Relaymedia

Evangelizing the Assamese Muslims

( [email protected] ) Dec 02, 2003 12:19 PM EST

GUWAHATI, India – The Southern Baptist Convention, the largest denomination in the U.S., began their weeklong International Missions Emphasis on Sunday, Nov. 30. Throughout the week, themed, “That All Peoples May Know Him: Follow God’s Purpose,” the millions of Southern Baptist members and congregations will be encouraged to donate to the Lottie Moon Christmas Offering, which provides fifty percent of the income of the IMB.



Several of the missionaries will travel to Assam India to share the gospel with the “untapped” Muslims within the region.



According to the Christians currently working in Assam, the Muslims in the region readily hear the Gospel. However, they are unwilling to change.



"The Assamese are a soft people. Hinduism here is not hardline Hindu. And the Muslims here are adaptable, open to making new friendships, listening to new ideas," said an Assamese Christian leader.



"They're almost Hindu, with a very universalistic mindset -- you have your way and we have ours," explains a Baptist worker. "It creates no desire to know the truth. If all you need to do is be a good man, then what's the point?"



Some of the evangelists believe Islamic revival may trigger Christian growth in Assam.



"The Koran says that a good Muslim should know the Pentateuch and the Gospels," explained a Baptist missionary stationed in Assam. "Teach them what their own book says -- because they don't know -- then transition. Use their book as a bridge."

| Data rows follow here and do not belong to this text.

PR #61, opened 2015-01-11
Dp trinity

iljungr:
Trinity now builds on linux (but not Mac), and test_tools succeeds on travis. I ran trinity's own test_Trinity_Assembly on my broad account and all tests passed. 

I have NOT added a trinity test to our test suite. Don't know if you have something in mind.

I have not looked over your changes to assembly.py or assembly.rules; I don't know if you are ready to submit them.

### DIFF
--- a/assembly.py
+++ b/assembly.py
@@ -12,6 +12,7 @@ import Bio.AlignIO, Bio.SeqIO, Bio.Data.IUPACData
 import util.cmd, util.file, util.vcf
 import read_utils, taxon_filter
 import tools, tools.picard, tools.samtools, tools.gatk, tools.novoalign, tools.muscle
+import tools.trinity
 
 log = logging.getLogger(__name__)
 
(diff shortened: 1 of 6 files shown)


dpark01:
I'm happy with the changes to assembly.py and assembly.rules, but I'm really puzzled why TestBmtagger.setUp is now failing on python 3 only, even though there were no changes that I can tell to any of the Bmtagger stuff until my latest commit. I also checked the original source URL at NCBI and it doesn't appear that any of those files have recent dates on them. Your last commit on the dp-trinity branch passed in Travis, but the pull-request of the same commit onto master failed, but master hasn't changed since the branch was born....

dpark01:
Hm.. seems to be working today mostly. I have an unconfirmed suspicion that maybe it's an issue of running out of disk space on the Travis VM (BLAST and Trinity tools and the bmtagger test indexes are really huge...). Maybe we should do some sort of post-cleanup after tool installation of unnecessary stuff (source trees, etc). But we can do that in some other branch/pull. Merging this for now.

"I believe that if the Muslims knew more about Islam, more would come to Christ because Christ is right there in their scriptures," he explained.



The IMB missionaries hope to more deeply embed the Christian message within the hearts of the Assamese.



"Christian churches have celebrated more than 100 years here, yet I don't see one single church involved directly with Muslims," observed an Assamese Christian leader. "This office now supports four evangelists [among Muslims] -- this is remarkable! My predecessors would have said, 'Why bother?'"



"The Christian message is here but there's no one to take it [to the Muslims]," observed an international Christian worker. "There are thousands of Muslim villages in Assam that have never been presented with the truth."



Assam, a state of 26 million people, holds only a few dozen known Christians from Muslim backgrounds. If the Assamese church decides to engage its Muslim neighbors, it will find an unreached people ready for dialogue.



"Milk is better than water; diamond is better than rock. If you see the one of high quality, you will choose it, will you not?" asks Annul Hoque, a Muslim lawyer in Guwahati. "Not all religion is true or real. We should discuss to understand.



"We should investigate to see which is real and then follow it."